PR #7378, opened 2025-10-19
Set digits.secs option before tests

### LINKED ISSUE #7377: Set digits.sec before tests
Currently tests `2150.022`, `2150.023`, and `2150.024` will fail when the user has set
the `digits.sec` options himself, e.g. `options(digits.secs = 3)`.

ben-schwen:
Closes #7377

> _Task_
Return the final stretch of the listing exactly, starting with the line that contains "options himself, e.g." and ending with the last line.

> _Response to the exercise_
the `digits.sec` options himself, e.g. `options(digits.secs = 3)`.

ben-schwen:
Closes #7377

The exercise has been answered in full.